护士好奇地盯着兰樱,试图从她的表情中读出一些故事,可面前的人一脸平静,刘海略略遮住眼睛,让人看不清里面到底存在着怎样的波动。许久,纸条被轻轻放回桌上:“他什么时候来?”
那护士对兰樱淡然的语气感到十分惊讶:“他每天都坐在你床边,但是之前见你有清醒的迹象,反而走了。”
“哦。”兰樱颜色一沉,皱了皱眉,视线无意中转向床边的地板。地板的正对面正是一面窗,阳光透过窗子进入房间,在地板上映出点点树影,混在树影中的,还有一个被拉长的黑色长影。

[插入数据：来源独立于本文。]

PR #497, opened 2020-05-10
Moved req_access on machines to initial_access /w network lock auto-c…

biscuitWizard:
Moved req_access on machines to initial_access /w network lock auto-creation.

This prevents scenarios where machines created in play by manually building them have permissions that prevent their creator from accessing the machine.

This also converts all machines to using the network authorization system. The network ACL auto-create grant list has been expanded to correlate with this change.

### DIFF
--- a/code/game/machinery/_machines_base/machine_construction/_construction.dm
+++ b/code/game/machinery/_machines_base/machine_construction/_construction.dm
@@ -18,6 +18,10 @@
 
 // Return a change state define or a fail message to block transition.
 /obj/machinery/proc/cannot_transition_to(var/state_path, var/mob/user)
+	if(ispath(state_path, /decl/machine_construction/default/deconstructed))
+		var/obj/item/stock_parts/network_lock/lock = get_component_of_type(/obj/item/stock_parts/network_lock)
+		if(istype(lock) && !allowed(user)) // Only check if we have a network_lock.
+			return MCS_BLOCK
 	return MCS_CHANGE
 
 /decl/machine_construction
--- a/code/game/machinery/_machines_base/machinery_components.dm
+++ b/code/game/machinery/_machines_base/machinery_components.dm
@@ -30,9 +30,10 @@ GLOBAL_LIST_INIT(machine_path_to_circuit_type, cache_circuits_by_build_path())
 				for(var/type in req_components)
 					uncreated_component_parts[type] += (req_components[type] || 1)
 		if(initial_access && length(initial_access) > 0)
-			// Auto-create a network lock.
-			var/obj/item/stock_parts/network_lock/lock = install_component(/obj/item/stock_parts/network_lock/buildable, refresh_parts = FALSE)
-			lock.grants = initial_access
+			for(var/access_list in initial_access)
+				// Each part is an AND component.
+				var/obj/item/stock_parts/network_lock/lock = install_component(/obj/item/stock_parts/network_lock/buildable, refresh_parts = FALSE)
+				lock.grants = access_list
 
 	// Create the parts we are supposed to have. If not full_populate, this is only hard-baked parts, and more will be added later.
 	for(var/component_path in uncreated_component_parts)
@@ -308,6 +309,9 @@ Standard helpers for users interacting with machinery parts.
 	for(var/path in types_of_component(/obj/item/stock_parts))
 		var/obj/item/stock_parts/part = path
 		if(!(initial(part.part_flags) & PART_FLAG_HAND_REMOVE))
+			continue
+		var/obj/item/stock_parts/network_lock/lock = part
+		if(istype(lock) && !allowed(user))
 			continue
 		if(components_are_accessible(path))
 			removable_parts[initial(part.name)] = path
--- a/code/game/machinery/_machines_base/machinery_components.dm
+++ b/code/game/machinery/_machines_base/machinery_components.dm
@@ -29,6 +29,10 @@ GLOBAL_LIST_INIT(machine_path_to_circuit_type, cache_circuits_by_build_path())
 				LAZYINITLIST(uncreated_component_parts)
 				for(var/type in req_components)
 					uncreated_component_parts[type] += (req_components[type] || 1)
+		if(initial_access && length(initial_access) > 0)
+			// Auto-create a network lock.
+			var/obj/item/stock_parts/network_lock/lock = install_component(/obj/item/stock_parts/network_lock, refresh_parts = FALSE)
+			lock.grants = initial_access
 
 	// Create the parts we are supposed to have. If not full_populate, this is only hard-baked parts, and more will be added later.
 	for(var/component_path in uncreated_component_parts)
--- a/code/game/machinery/_machines_base/machinery_components.dm
+++ b/code/game/machinery/_machines_base/machinery_components.dm
@@ -31,7 +31,7 @@ GLOBAL_LIST_INIT(machine_path_to_circuit_type, cache_circuits_by_build_path())
 					uncreated_component_parts[type] += (req_components[type] || 1)
 		if(initial_access && length(initial_access) > 0)
 			// Auto-create a network lock.
-			var/obj/item/stock_parts/network_lock/lock = install_component(/obj/item/stock_parts/network_lock, refresh_parts = FALSE)
+			var/obj/item/stock_parts/network_lock/lock = install_component(/obj/item/stock_parts/network_lock/buildable, refresh_parts = FALSE)
 			lock.grants = initial_access
 
 	// Create the parts we are supposed to have. If not full_populate, this is only hard-baked parts, and more will be added later.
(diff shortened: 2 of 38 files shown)


mods/psionics/machines/psimonitor.dm
```diff
@@ -6,7 +6,7 @@
 	anchored = TRUE
 	density = TRUE
 	opacity = FALSE
-	req_access = list(list(access_psychiatrist, access_captain, access_cmo, access_hos))
+	initial_access = list(access_psychiatrist, access_captain, access_cmo, access_hos)
```
comma: keep the second list, you're changing the logic otherwise

biscuitWizard: No, all network lists are OR based, not and based. This is the same functionality.

network_lock doesn't follow req_access spec.

biscuitWizard: After discussing with afterthought, we decided to remove AND functionality completely from grant-building permission sets with network_lock. It seemed superfluous when you could alternatively just create more granular grants.

code/game/machinery/_machines_base/machinery_components.dm
```diff
@@ -29,6 +29,10 @@ GLOBAL_LIST_INIT(machine_path_to_circuit_type, cache_circuits_by_build_path())
 				LAZYINITLIST(uncreated_component_parts)
 				for(var/type in req_components)
 					uncreated_component_parts[type] += (req_components[type] || 1)
+		if(initial_access && length(initial_access) > 0)
+			// Auto-create a network lock.
+			var/obj/item/stock_parts/network_lock/lock = install_component(/obj/item/stock_parts/network_lock, refresh_parts = FALSE)
+			lock.grants = initial_access
```
afterthought2: I don't get it; this just won't work as far as I can tell. This is supposed to be a list of file names, but you're potentially feeding in a list of lists.

code/game/machinery/alarm.dm
```diff
@@ -56,7 +56,7 @@
 	idle_power_usage = 80
 	active_power_usage = 1000 //For heating/cooling rooms. 1000 joules equates to about 1 degree every 2 seconds for a single tile of air.
 	power_channel = ENVIRON
-	req_access = list(list(access_atmospherics, access_engine_equip))
+	initial_access = list(list(access_atmospherics, access_engine_equip))
```
afterthought2, line 59: Here's an example where it's a list of lists.

afterthought2 (commented):
I don't like how this doesn't support both AND/OR, but replaces aspects of systems that do. Having both AND and OR for _mapped_ entities is vital, imo, and anything that touches access req lists in the standard access req format should use and support that format fully (list or list of lists). I don't care about the UI aspects; make it error when modifying something with both AND and OR for all I care. I want the backend to be fully compatible with existing systems.

I also don't like how this component it adds is trivially circumvented by removing it from the machine, while in most cases the original system is not circumvented in this way. Yes, I know you're adding a non-removable component in init, but that doesn't make it better: it means that if I deconstruct and then reconstruct the machine, I can never, under no circumstances, recover the machine's prior state, and the whole point of buildable machines was to make this generally possible. I feel that the hardware/software aspects of this access stuff haven't been thought through fully enough.

biscuitWizard:
> I don't like how this doesn't support both AND/OR, but replaces aspects of systems that do. Having both AND and OR for _mapped_ entities is vital, imo, and anything that touches access req lists in the standard access req format should use and support that format fully (list or list of lists). I don't care about the UI aspects; make it error when modifying something with both AND and OR for all I care. I want the backend to be fully compatible with existing systems.
> 
> I also don't like how this component it adds is trivially circumvented by removing it from the machine, while in most cases the original system is not circumvented in this way. Yes, I know you're adding a non-removable component in init, but that doesn't make it better: it means that if I deconstruct and then reconstruct the machine, I can never, under no circumstances, recover the machine's prior state, and the whole point of buildable machines was to make this generally possible. I feel that the hardware/software aspects of this access stuff haven't been thought through fully enough.

"Vital" but never used in that capacity -- ever. It's not a needed feature, just over-engineering for the sake of over-engineering.

code/game/machinery/alarm.dm
biscuitWizard: Oops. That's a bug. It should only be one list. :) Good catch.

code/game/machinery/_machines_base/machinery_components.dm
biscuitWizard: I'm never supposed to be feeding it in a list of lists. List of lists is invalid format.

biscuitWizard:
> if I deconstruct and then reconstruct the machine, I can never, under no circumstances, recover the machine's prior state

Why not? The req_access is stored in configuration on the component itself. That is not modified by the component's installation or removal.

biscuitWizard:
to prove my point, here is a complete list of locations where AND is used for req_access.
alarm.dm, line 127
`req_access = list(access_rd, access_atmospherics, access_engine_equip)`
This looks like a bug to me.

suit_cycler.dm, line 11
`req_access = list(access_captain, access_bridge)`
Bridge is irrelevant. Captain should be sufficient. Or this is a bug.

gibber.dm, line 9
`req_access = list(access_kitchen,access_morgue)`
This looks like a bug to me. Or access_kitchen is sufficient.

All other lines are not machines, and thus not impacted by these changes.

afterthought2:
The component you create on init isn't a buildable one, and won't be left behind when the machine deconstructs.

`"Vital" but never used in that capacity -- ever. It's not a needed feature, just over-engineering for the sake of over-engineering.` You haven't maintained maps for large traditional servers (traditional here mostly referring to them having a single dominant station map, not pop or anything). Having this flexibility in mapping is important from my bay dev experience. Posting bearcat examples doesn't really prove your point.

biscuitWizard:
> The component you create on init isn't a buildable one, and won't be left behind when the machine deconstructs.

Then that's a bug. It's supposed to be buildable.

> You haven't maintained maps for large traditional servers (traditional here mostly referring to them having a single dominant station map, not pop or anything). Having this flexibility in mapping is important from my bay dev experience. Posting bearcat examples doesn't really prove your point.

None of these come from bearcat. All req_access entries provided are on the machine definitions, which is why I posted the filename. That's extraordinarily poor design when looked at through the perspective of multi-ship map design. Your point would be valid if they were actually map definitions, but they are not.

Furthermore, req_access for machines hasn't been removed and mappers, using appropriate implementation procedures could use req_access on the mapped versions of these machines per legacy support.

biscuitWizard:
If you want my user story, I was a player on the Unishi, and I built a robotics fabricator -- and was *locked out* because I didn't have the torch role.

I was *furious* I went through all the time and effort to research and build the thing and wasn't even able to use it for nonsensical reasons. To me that's a showstopping bug. Whatever needs to happen to make that not possible, that needs to happen.

This was my solution. Making mapped machines spawn with permissions, but constructed machines not. I just used the network lock to do that. It could have literally been anything, I could even turn initial_access into a req_access setter only on populate parts. It would be an equal fix.

But I figured I'd kill two birds with one stone here and just do a proper migration over to network_lock while I did it.

By core game perspective, AND permission lists are definitively not required. There are mechanisms that exist to do AND permission lists, but this is not that mechanism. If network_locks will eventually support AND functionality that will be provided by a future PR. But by all regards core game specification of machines -- and their role -- should be more of a suggestion and first / foremost not a gameplay blocker.

Regarding your problem with network locks being able to be removed -- I could add access_locks to spawn with network_locks.

afterthought2:
Maybe to clarify, my issues with this PR and the other access stuff you've been doing can be resolved with maybe 20-30 lines of code, which is why I keep being confused at this turning into an argument. Here is what I'd be looking for:

- Allow setting `req_access` or this new `initial_access` to anything in the standard req access format (list or list of lists). If it is then set to something other than what your component can parse into grants, you may handle it however you like. Examples may be to take the first entry only, to make several components (several components, each operating on OR, replicate the nested AND / OR structure), or crashing. [Note that I'm not asking to have your internal grants system to ever support AND; I don't care about that. I'm asking for the places that it interfaces with external code to adhere fully to the external code's conventions.]

- Make buildable network access locks check the user for access to determine if they can be removed. [There are other solutions, but this is by far the simplest.]

MistakeNot4892:
Seconding afterthought that the system needs to look the same to external code after this PR.

Confused about the Unishi example, the fact that something on a submap is using main map access is irrelevant to asking for AND access to be supported by mapping.

code/game/machinery/_machines_base/machine_construction/_construction.dm
```diff
@@ -18,6 +18,9 @@
 
 // Return a change state define or a fail message to block transition.
 /obj/machinery/proc/cannot_transition_to(var/state_path, var/mob/user)
+	var/obj/item/stock_parts/network_lock/lock = get_component_of_type(/obj/item/stock_parts/network_lock)
+	if(istype(lock) && !allowed(user)) // Only check if we have a network_lock.
+		return MCS_BLOCK
```
afterthought2: Should check that state_path is `deconstructed`; otherwise it will block every state transition.

biscuitWizard:
After discussing we decided the solution was to treat network_locks as AND when there are multiple. To block deconstruction if there's an active network lock. And to block removing network_locks if there's an active network lock without sufficient user access.

These features have been added.

afterthought2 (approved):
The typecheck in `part_removal` is kind of horrible, but whatever.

兰樱盯了那影子很久,它始终没有移动的趋势。她知道那影子就是龙阔,龙阔从未离开过。不见面也好,有的误会,不解释就是最好的解释。兰樱心里依稀生出一阵歉意,转了个身闭上眼睛睡了。这时那影子才动了动,窗子边缘露出白玉般的一角。
日子一天天过去,兰樱在医院过着安逸平静的生活。龙阔的保密工作做得非常好,为兰樱治疗的医生都是从外地请来的,并不知道自己的病人是纯色的通缉犯。
这些,龙阔没有想让兰樱知道,兰樱也没有想去问的意思。
“对不起”已经说明了一切。她知道这一切有多麻烦,龙阔已经用行动来弥补曾对她造成的伤害,那么自己还有什么可怪他的呢。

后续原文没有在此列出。